A * guarantees the search for the least cost path in the graph with the cost of non-negative boundary paths, provided that you use the appropriate heuristic. What makes a heuristic function suitable?
Firstly, this should be valid, i.e. E. It must, for any node, either underestimate or correctly estimate the cost of the cheapest path from this node to any of the nodes in the target. This means that heuristics should never overestimate the value that you need to get from node to target.
Note that if your heuristic calculates an estimated cost of 0 for each node, then A * just turns into an exhaustive breadth-first search. Thus, h (n) = 0 is still a valid heuristic, only the worst possible. So, of all the valid heuristics, the more stringent the goal value is, the better.

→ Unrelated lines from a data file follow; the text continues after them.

PR #1361, opened 2017-08-15
medium-editor-insert plugin css fixes on beagle theme

mnussbaumer:
Added .scss and dist/.css changes for beagle theme to accomodate ´med…ium-editor-insert-plugins´ buttons and toolbar - On the original one it would change to a square button on hover, and the last button wouldn't show correctly either

| Q                | A
| ---------------- | ---
| Bug fix?         | no
| New feature?     | no
| BC breaks?       | no
| Deprecations?    | no
| License          | MIT

### Description

When using medium-insert-plugin directly with beagle theme on medium-editor, buttons on the toolbar of medium-insert-plugin and the delete button (both appear when an image has been added to the dom for upload) would change border-radius on hover, showing squares and obviously looking wrong. 

--


j0k3r:
Could you provide a jsfiddle reproducing the bug?
Thanks.

mnussbaumer:
@j0k3r do you have any working fiddle for medium-editor alone? 
I've tried setting JS to be jQuery, added medium and stylesheets as external resources but it doesn't seem to be able to load them? And then jquery upload doesn't really have a CDN dist, nor does medium-insert.

I have screenshots, but no really sure how I can go on showing this on a fiddle.
Thanks

j0k3r:
From a previous issue: https://jsfiddle.net/4xdom6ar/

mnussbaumer:
Thank you @j0k3r,
https://jsfiddle.net/4fzwcftx/1/

j0k3r:
Could you please explain step by step what should I do to reproduce the bug using your jsfiddle?

mnussbaumer:
@j0k3r yes, click on the "Lorem ipsum..." editable content. Go to the end of the line, hit carriage return to go to a new line. It will show you the ´+´ sign from the insert plugin. Click the plus, it will show you another 2 circles, click the first one to upload a picture. Choose a picture from your local drive, select. It will display the picture on the editor area. Now click the picture itself to show the plugin's toolbar & the ´x´ icon on it. Hover over the ´x´ icon and the right-most item on the plugin toolbar, you'll see the border-radius change between them.

mnussbaumer:
And the plugin isn't attributing classes for the first and last item in the nav bar so I might as well do a pr on the plugin's repo to fix that, still, the ´x´ close icon isn't on an ordered list so it will not be fixed by that.

src/sass/themes/beagle.scss
```diff
@@ -112,3 +112,9 @@ $medium-editor-placeholder-color: #f8f5f3;
     text-decoration: none;
   }
 }
+
+.medium-editor-toolbar-actions {
+  li, button {
+    border-radius: 50px;
```
j0k3r: You shouldn't use the hardcoded value `50px` but `$medium-editor-border-radius` instead

PR #1364, opened 2017-08-25
Firefox createLink bug workaround

apptaro:
This fix workarounds FireFox createLink bug.
Ref: https://bugzilla.mozilla.org/show_bug.cgi?id=451142

### DIFF
--- a/src/js/core.js
+++ b/src/js/core.js
@@ -1149,6 +1149,7 @@
                             this.importSelection(exportedSelection);
                         } else {
                             this.options.ownerDocument.execCommand('createLink', false, targetUrl);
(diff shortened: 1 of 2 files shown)


apptaro:
Without this fix and if you use Firefox, you can't create a link to url like http://www.städtlifest.ch/

j0k3r:
Could you add a test for that?

apptaro:
I am not very familiar with jasmine testing framework that this project uses. Can I write firefox specific testing code? It seems to me that jasmine uses phantomjs which is webkit based.

j0k3r:
Just write your test code to validate your change is ok, I guess it shouldn't introduce side behavior on other browser.
The default build use phantomjs but when merged to master we use Saucelabs to run against many different browsers

apptaro:
I added the test code.

PR #1396, opened 2017-12-19
Fix broken browser tests

nchase:
| Q                | A
| ---------------- | ---
| Bug fix?         | yes
| New feature?     | no
| BC breaks?       | no
| Deprecations?    | no
| License          | MIT

### Description

See individual commit messages for details.

At a high level, I think these tests broke because the browsers decided to slightly change the markup they generate for `contenteditable` elements under various conditions.

This changeset finds a couple of places where this has been a problem and normalizes the output to what the tests expect. I don't think either of the normalizations that I'm performing is dangerous (i.e. potentially compromises the integrity of the tests and what they're meant to ensure), but please let me know if this is actually wrong.

### DIFF
--- a/spec/content.spec.js
+++ b/spec/content.spec.js
@@ -649,8 +649,7 @@ describe('Content TestCase', function () {
                 fireEvent(target, 'keydown', {
                     keyCode: MediumEditor.util.keyCode.BACKSPACE
                 });
-                this.el.innerHTML = stripLinebreak(this.el);
-                expect(this.el.innerHTML).toBe('<p>lorem ipsum</p><ul><li></li><li>lorem ipsum</li></ul>');
+                expect(this.el.innerHTML).toMatch(/^<p>lorem ipsum<\/p><ul><li>(<br>)?<\/li><li>lorem ipsum<\/li><\/ul>$/);
             });
         });
 
@@ -812,7 +811,3 @@ describe('Content TestCase', function () {
         });
     });
 });
-
-function stripLinebreak(element) {
-    return element.innerHTML.replace('<br>', '');
-}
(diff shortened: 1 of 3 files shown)


nchase:
PS: I don't yet know if the Edge test failure is fixed. I couldn't get a read on what exactly was failing in Edge.

nchase:
Looks like edge just doesn't connect to the test runner URL at all.

nchase:
after some digging around on the web, I fixed the edge issue by adding 358fcd9.

nchase:
@j0k3r does this look good to you?

spec/content.spec.js
```diff
@@ -649,6 +649,7 @@ describe('Content TestCase', function () {
                 fireEvent(target, 'keydown', {
                     keyCode: MediumEditor.util.keyCode.BACKSPACE
                 });
+                this.el.innerHTML = stripLinebreak(this.el);
                 expect(this.el.innerHTML).toBe('<p>lorem ipsum</p><ul><li></li><li>lorem ipsum</li></ul>');
```
nmielnik: could you use a `matches` test here instead of `toBe`?  that will let you use a regex and not have to modify the actual element for the comparison.  I've use the regex thing in a bunch of tests in the repo.

nmielnik: Sorry, i meant `toMatch`, put too much trust in my memory.  Here's an [example](https://github.com/yabwe/medium-editor/blob/5.23.2/spec/core-api.spec.js#L158-L159)

j0k3r:
This can't be true or maybe it's already christmas? Both Noah and Nate are still alive on the same day. Amazing :cowboy_hat_face:

PR #1436, opened 2018-04-12
Cleanup after ordered/unordered list removal in Chrome

alexkurowski:
| Q                | A
| ---------------- | ---
| Bug fix?         | yes
| New feature?     | no
| BC breaks?       | no
| Deprecations?    | no
| Fixed tickets    | no
| License          | MIT

### Description

Currently in Chrome when removing ordered/unordered list you get a `<span>` element followed by a `<br>`  for every line instead of just `<p>` elements. Furthermore, when inserting a line break in the middle of a span like this, everything that goes after gets wrapped in a div, which is unwanted.

This fix simply goes through these spans and replaces them with proper `<p>` elements.

### DIFF
--- a/src/js/util.js
+++ b/src/js/util.js
@@ -675,17 +675,60 @@
 
         cleanListDOM: function (ownerDocument, element) {
             if (element.nodeName.toLowerCase() !== 'li') {
-                return;
-            }
+                if (this.isIE || this.isEdge) {
+                    return;
+                }
 
-            var list = element.parentElement;
+                var selection = ownerDocument.getSelection(),
+                    newRange = ownerDocument.createRange(),
+                    oldRange = selection.getRangeAt(0),
+                    startContainer = oldRange.startContainer,
+                    startOffset = oldRange.startOffset,
+                    endContainer = oldRange.endContainer,
+                    endOffset = oldRange.endOffset,
+                    node, newNode, nextNode;
 
-            if (list.parentElement.nodeName.toLowerCase() === 'p') { // yes we need to clean up
-                Util.unwrap(list.parentElement, ownerDocument);
+                if (element.nodeName.toLowerCase() === 'span') {
+                    // Chrome & Safari unwraps removed li elements into a span
+                    node = element;
+                } else {
+                    // FF leaves them as text nodes
+                    node = startContainer;
+                }
 
-                // move cursor at the end of the text inside the list
-                // for some unknown reason, the cursor is moved to end of the "visual" line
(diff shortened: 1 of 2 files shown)


alexkurowski:
@j0k3r  Turns out this issue exists on firefox as well, but instead of spans, unwrapped `<li>` elements are added back as text nodes without a parent element.

Added test case, if ran without this fix, will fail with a following message: 
```
Expected 'lorem<br><ul><li>ipsum</li><li>dolor</li></ul>' to be '<p>lorem</p><ul><li>ipsum</li><li>dolor</li></ul>'.
```

Notice stranded `lorem<br>`.

src/js/util.js
```diff
@@ -673,19 +673,58 @@
             return false;
         },
 
-        cleanListDOM: function (ownerDocument, element) {
+        cleanListDOM: function (contentWindow, ownerDocument, element) {
```
j0k3r: This is a breaking change as you are changing the method signature. Could you better put that new parameter at the end and handle the case where that parameter won't be given?

src/js/util.js
```diff
@@ -673,19 +673,58 @@
...
+                    startOffset = oldRange.startOffset,
+                    endContainer = oldRange.endContainer,
+                    endOffset = oldRange.endOffset,
+                    node, newNode, nextNode;
+
+                if (element.nodeName.toLowerCase() === 'span') {
+                    // Chrome unwraps removed li elements into a span
+                    node = element;
+                } else {
+                    // FF leaves them as text nodes
```
j0k3r: What about Edge and Safari?

j0k3r:
Looks ok, could you squash your commits?
Then I'll merge it and we'll see what Saucelabs says for all supported browser 🙂

j0k3r:
There are failing tests:
- Platform: WIN8.1,firefox,
Passed: false
Url https://saucelabs.com/jobs/e30145ecc0f143c69edccdea52872059

- Platform: Windows 10,firefox,
Passed: false
Url https://saucelabs.com/jobs/aa3563cd793d450bbee2e0206351f576

- Platform: OS X 10.11,firefox,
Passed: false
Url https://saucelabs.com/jobs/bd9488d7887a44c4aaa8aa8d549f4065

- Platform: Windows 10,MicrosoftEdge,
Passed: false
Url https://saucelabs.com/jobs/b701daba68564fd2a36dc9ea3080cf36

You can then view them by going on the metadata tab and screenshots at the bottom of that tab.

MichalKrakow:
If li element has an <a> node it seperates it from rest of markup.
If all is good it wraps text in double paragraph.

Issue #1496, opened 2019-03-08
Using arrow keys to deselect text after applying style fails in Firefox


peterchappell:
### Description

In Firefox, if you select some text, apply a style via the toolbar and then use the left or right arrow key to de-select the text, nothing happens.

### Steps to reproduce

1. Use Firefox
2. In an editor, select some text
3. Apply style/formatting via the toolbar
4. After the style has been applied, use an arrow key to de-select the text

(Compare against other browsers)

**Expected behavior:** 

The text should be deselected and the cursor should be positioned accordingly (e.g. after applying a style and then clicking the "right" arrow the cursor should be to the right of what was previously selected.

**Actual behavior:** 

Nothing happens.

**Link to an example:** 

This can be reproduced on the [demo page](https://yabwe.github.io/medium-editor/demo.html) (using Firefox)

### Versions

- medium-editor: 5.23.3
- browser: Firefox 65.0.1 (64-bit)
- OS: MacOS (Mojave)

PR #1497, opened 2019-03-08
Ensure the focus stays in the editor after execAction for Firefox. #1496

peterchappell:
| Q                | A
| ---------------- | ---
| Bug fix?         | yes
| New feature?     | no
| BC breaks?       | no
| Deprecations?    | no
| New tests added? | no
| Fixed tickets    | #1496
| License          | MIT

### Description

For some reason in Firefox, the body is the focussed element after exec action. If there's a nicer way to do this (or to _stop_ the body being the focus) let me know and I'll be happy to investigate further.

### DIFF
--- a/src/js/core.js
+++ b/src/js/core.js
@@ -942,6 +942,12 @@
                 MediumEditor.util.cleanListDOM(this.options.ownerDocument, this.getSelectedParentElement());
             }
 
+            // https://github.com/yabwe/medium-editor/issues/1496
+            // ensure the focus remains in the editor for Firefox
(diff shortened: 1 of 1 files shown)


reneklacan:
@peterchappell 

Hello, thank you for this change, is there any downside of calling `.focus()` all the time, not just for FF?

Because it seems to be fixing some buggy behaviour I'm seeing on Chrome, specifically when you click on toolbar (with `static: true, updateOnEmptySelection: true`) button without any text selected.

Without `.focus()` editing area loses focus.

Secondly, it must be cheap to calculate. This should, of course, be O (1), and it is advisable to look only at the current node. The recursive cost estimate you offer will make your search much slower, not faster!

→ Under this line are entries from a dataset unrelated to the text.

PR #1550, opened 2020-07-14
Dependency updates, minor fixes and resolve CI issues (build failing)

arteconceito:
| Q                | A
| ---------------- | ---
| Bug fix?         | no
| New feature?     | no
| BC breaks?       | no
| Deprecations?    | no
| New tests added? | not needed, some fixed
| Fixed tickets    | none
| License          | MIT

### Description

Update dependency packages to latest versions possible to reduce vulnerabilities and make it possible to run the project on newer Node versions (up to v12 LTS). Make some minor adjustments to avoid JSHint warnings. Fix two tests that were failing (also for CI).

--


sauravkhdoolia:
@arteconceito What do you think, why CI build was failing?
Also, How did you find out about that Edge use Case!!

And thank you so much! That was so darn fast.

arteconceito:
@sauravkhdoolia the Edge issue was mentioned by @stefanpejcic on Jul 23, 2019. He adapted the code for Edge but forgot to still support other browsers that apply `<strike>` instead of `<s>`. Because of this, two tests were failing and that was causing the CI build to fail.

sauravkhdoolia:
@arteconceito You see SauceLabs fails the tests, I merged it for some reason but...

We've to get that SauceLabs thing to work somehow.

arteconceito:
@sauravkhdoolia I am already on it. It is due to the fact that the SouceLabs pipeline is setup to use Node v8, I will change it to the latest LTS version (v12). That should fix the issue. Another PR will be opened for that.

sauravkhdoolia:
Hmmm, that is weird. I've been looking through SL docs but in vain. All the docs related to Jasmin, Grunt, SauceLabs and Travis Addons are like 5 years old. Seems like world forgot of them. I'll wait for that.

arteconceito:
@sauravkhdoolia it would be nice to think about moving away from Grunt and use something more up-to-date and better maintained. For this project I would suggest Rollup.js. Should we create an issue to cover that?

sauravkhdoolia:
Sure, I think we should even move away from:

- SauceLabs to BrowserStack.
- Grunt to RollUp.js(Rollup support testing???)
- Jasmine  -> Mocha (may be)

PR #1559, opened 2020-08-05
Update _placeholder.scss

shadow-light:
| Q                | A
| ---------------- | ---
| Bug fix?         | yes
| New feature?     | no
| BC breaks?       | no
| Deprecations?    | no
| Fixed tickets    | none
| License          | MIT

### Description

Make it appear like element is editable (by showing text cursor) when hovering over placeholder (as would happen over a normal editable element). Currently a normal allow is shown (when hovering over placeholder) which makes it seem like the element is not editable, when it actually is.

--

### DIFF
--- a/src/sass/components/_placeholder.scss
+++ b/src/sass/components/_placeholder.scss
@@ -10,6 +10,7 @@
         white-space: pre;
         padding: inherit;
         margin: inherit;
+        cursor: text;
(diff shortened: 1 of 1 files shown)


arvidbjorkstrom:
Simple, but very nice tweak! :)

So the question of the applicability of A * is whether you can come up with a pretty good heuristic. From your description of the problem, it is unclear whether you can easily come up with this.

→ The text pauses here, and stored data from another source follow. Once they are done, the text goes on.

PR #885, opened 2026-09-07
fix(sessions): keep Grok working when monitors skip the manifest

im-ian:
## Summary

Grok writes `turn_completed` as soon as its TUI returns to the prompt, even while a live monitor is still watching CI. #877 kept those sessions **Working** by reading `background_tasks_manifest.json`. Grok does not always write that sibling file, so Acorn still showed **need input** in the middle of unfinished monitor work.

Keep the session **Working** when `updates.jsonl` has a `task_backgrounded` monitor (`kind: monitor`, `monitor_description`, `[monitor]` display command, or a `monitor-call-*` output file) that has not yet `task_completed`. Walk the full transcript, not just the 256 KiB status tail, because a long tool payload can push the original `task_backgrounded` line out of the window.

Fire-and-forget shells (`npm run dev`, leftover `vite`) still map to WaitingForInput.

## Changes

- Recognize Grok monitors from transcript `task_backgrounded` events, not only `background_tasks_manifest.json`.
- Scan `updates.jsonl` for unmatched monitor tasks so a spawn line that aged out of the 256 KiB tail still keeps Working.
- Leave unmatched bash `task_backgrounded` events as WaitingForInput after `turn_completed`.

## Test plan

- [x] `cargo test -p acorn-transcript -p acorn-session --lib` (236 passed)
- [x] Repro case: `task_backgrounded` + `monitor_description` + `turn_completed`, no manifest → Working
- [x] Same monitor after 300 KiB of later lines (outside the status tail) → Working
- [x] Monitor that later `task_completed` → WaitingForInput
- [ ] CI (Rust format, Frontend, E2E shards)

## Changelog category

`fix`

### DIFF
--- a/src-tauri/crates/acorn-session/src/status.rs
+++ b/src-tauri/crates/acorn-session/src/status.rs
@@ -30,7 +30,9 @@
 //!   WaitingForInput as an interrupted turn.
 //! - last `sessionUpdate=turn_completed` -> WaitingForInput while the Grok
 //!   process remains live (the TUI has returned to its prompt), unless a live
-//!   monitor or a running child agent is still in flight.
+//!   monitor or a running child agent is still in flight. Monitors come from
+//!   `background_tasks_manifest.json` or unmatched `task_backgrounded` events
+//!   in `updates.jsonl` when Grok omitted the sibling manifest.
 //! - user/agent/thought chunks, tool call updates, `task_backgrounded`, and
 //!   `subagent_spawned` -> Working.
 //! - `task_completed` / `subagent_finished` with `will_wake=true` -> Working.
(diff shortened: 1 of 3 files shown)


im-ian:
## Claude review (pre-merge)

Ran Claude Code (`opus`, high effort) against this PR. Verdict: **Approve with nits**.

Local `cargo test -p acorn-transcript -p acorn-session`: 236 pass. Heuristic also checked against 494 real `task_backgrounded`/`task_completed` events in `~/.grok/sessions` (48 monitors all have `monitor_description` + `monitor-call-*`; 446 bash tasks have neither).

### Bug — unmatched monitors pin Working forever

`updates.jsonl` is append-only. If a monitor dies without `task_completed` (quit / reboot / SIGKILL), the orphaned `task_backgrounded` never clears. Unlike the sibling manifest, you cannot delete your way out.

Confirmed on this machine: session `01a0461d-…` is 9.9 days old with an unmatched monitor ("Wait for PR 870 CI then squash-merge") and ends in `turn_completed`. Resume it and this PR would show Working forever — the inverse of the original symptom.

Suggested bound: ignore an unmatched monitor whose `output_file` is missing or whose mtime is older than the existing 24h `RECENCY_WINDOW_SECS`.

### Suggestions

1. Doc says the transcript scan is a fallback when the manifest is missing, but the code is an unconditional `||`.
2. Full-file scan has no byte cap and runs before the cheap 256 KiB tail check. Reorder: tail first, full scan only when `!tail.read_full`.
3. `read_line` into `String` aborts the rest of the file on invalid UTF-8; `read_tail` uses `from_utf8_lossy`.

### Nits

- No negative test using the real bash `task_backgrounded` shape (`call-<uuid>-N.log`).
- Pre-existing: CI does not run `-p acorn-transcript -p acorn-session`.

Not merging until we decide whether to land the orphan-mtime gate first.

im-ian:
Addressed the Claude review bug: unmatched `task_backgrounded` monitors now only keep Working when `output_file` exists and its mtime is within 24h. Missing or stale logs fall back to WaitingForInput.

Also reordered the followup checks so the cheap tail/subagent paths run before the full-file scan, and transcript lines are decoded with `from_utf8_lossy` like `read_tail`.

PR #889, opened 2026-09-09
fix(terminal): hide the overlay scrollbar that does not scroll

im-ian:
## Summary
- Hide xterm.js v6's overlay scrollbar. Wheel/trackpad scrollback and the existing scroll-to-bottom control still work; the thumb was a 6px auto-hide widget that intercepted clicks instead of driving the buffer.
- Also hide leftover native `overflow-y: scroll` on `.xterm-viewport` (xterm.css still sets it on an unused node).
- Drop unused `scrollbarSlider*` theme tokens now that the thumb is gone.
- Pin `js-yaml` to 4.3.2 via the existing pnpm override so Frontend CI `pnpm audit` can pass (GHSA-2883-xcg3-v3hh).

## Test plan
- [ ] Terminal with enough scrollback: no vertical thumb on the right edge.
- [ ] Trackpad/wheel still scrolls the buffer.
- [ ] Scrolled-away-from-bottom still shows the scroll-to-bottom button, and it still jumps to the live prompt.
- [ ] Sidebar / right-panel lists still hide *their* scrollbars (`acorn-no-scrollbar` is unchanged).
- [ ] `pnpm audit --audit-level=low` reports no known vulnerabilities.


im-ian:
Frontend CI failed on `pnpm audit` (GHSA-2883-xcg3-v3hh, js-yaml 4.3.1). Pushed a pin to 4.3.2 so the required Frontend job can finish; scrollbar change is unchanged.

PR #897, opened 2026-09-11
ci: run NSIS installer builds only on release

im-ian:
## Summary

Stop compiling the Windows NSIS installer and updater artifacts on every pull request. PR CI now type-checks the Rust workspace and keeps the cheap Windows-native tests; the release workflow still produces NSIS / DMG / updater bundles.

## Expected impact

Recent PR CI was gated by **Windows x64 NSIS smoke** (~12 min wall clock, of which ~8 min was `tauri build --bundles nsis`). After this change that job no longer packages an installer, so PR wall clock should fall back to the E2E shards (~8 min) and we stop paying Windows minutes for a path `release.yml` already runs.

| Surface | PR CI now | Release |
| --- | --- | --- |
| `tsc` + Vitest + Vite production bundle | yes (Vite is a few seconds; it still catches CSS/assets `tsc` misses) | `pnpm run build` |
| `cargo check --workspace --all-targets` | Linux + Windows | full link/bundle |
| Host-side `cargo test` | 8 crates on Linux (was `acorn-transcript` only) | — |
| Windows native tests + debug `acornd` detach smoke | yes | — |
| NSIS / DMG / updater artifacts | no | `release.yml` |

## Design notes

- Dropping the Windows job entirely would have *weakened* typechecking: the main `acorn` crate was effectively compiled on PRs only as part of the NSIS `tauri build`.
- `cargo check` of the Tauri crate needs `externalBin` paths to exist (`tauri-build` fails closed otherwise). Linux CI writes empty sidecar placeholders; Windows CI stages real debug sidecars because it also smokes `acornd serve --detach`.
- Linux `cargo check` installs the usual Tauri webkit/gtk headers. That is compile-only; Acorn still does not ship a Linux installer.
- The debug `acornd` smoke covers the Windows detach lifecycle without a release-ci link.

## Follow-up (not in this PR)

- Gate Playwright `tests/e2e` on `tsc` (~70 existing errors).
- `noUncheckedIndexedAccess` on `src` (hundreds of errors).
- `clippy -D warnings` on leaf crates (at least `chunks_exact` in `acorn-updater-verify`).

## Test plan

Depending on the problem area, A * can be very useful if the requirements are relaxed. If the heuristic becomes invalid, you lose the guarantee of finding the best way. Depending on the degree of overestimation of the distance, the solution, the solution may be good enough (to determine a specific problem βgood enoughβ). The advantage is that sometimes you can figure out this βgoodβ way faster. In some cases, the probabilistic assessment of heuristics works well (it may have additional restrictions on its stay in the acceptable range).
Thus, in general, you have a search for the first time for accommodating problems, the next time you have A * for acceptable problems with valid heuristics. If your problem is unsolvable for a broad comprehensive search and does not allow heuristics, then your only option is to agree to a "reasonably good" suboptimal solution. Again, A * may still work with invalid heuristics here, or you should look at ray search options. The difference is that ray search has a limit on the number of ways to study the graph, and A * limits them indirectly, choosing a subset of less expensive ones. There are practical cases that A * cannot resolve even with uncomplicated admissibility, when the difference in cost between the different search paths is negligible. Ray search with its strict limit on the number of paths works more efficiently in such problems.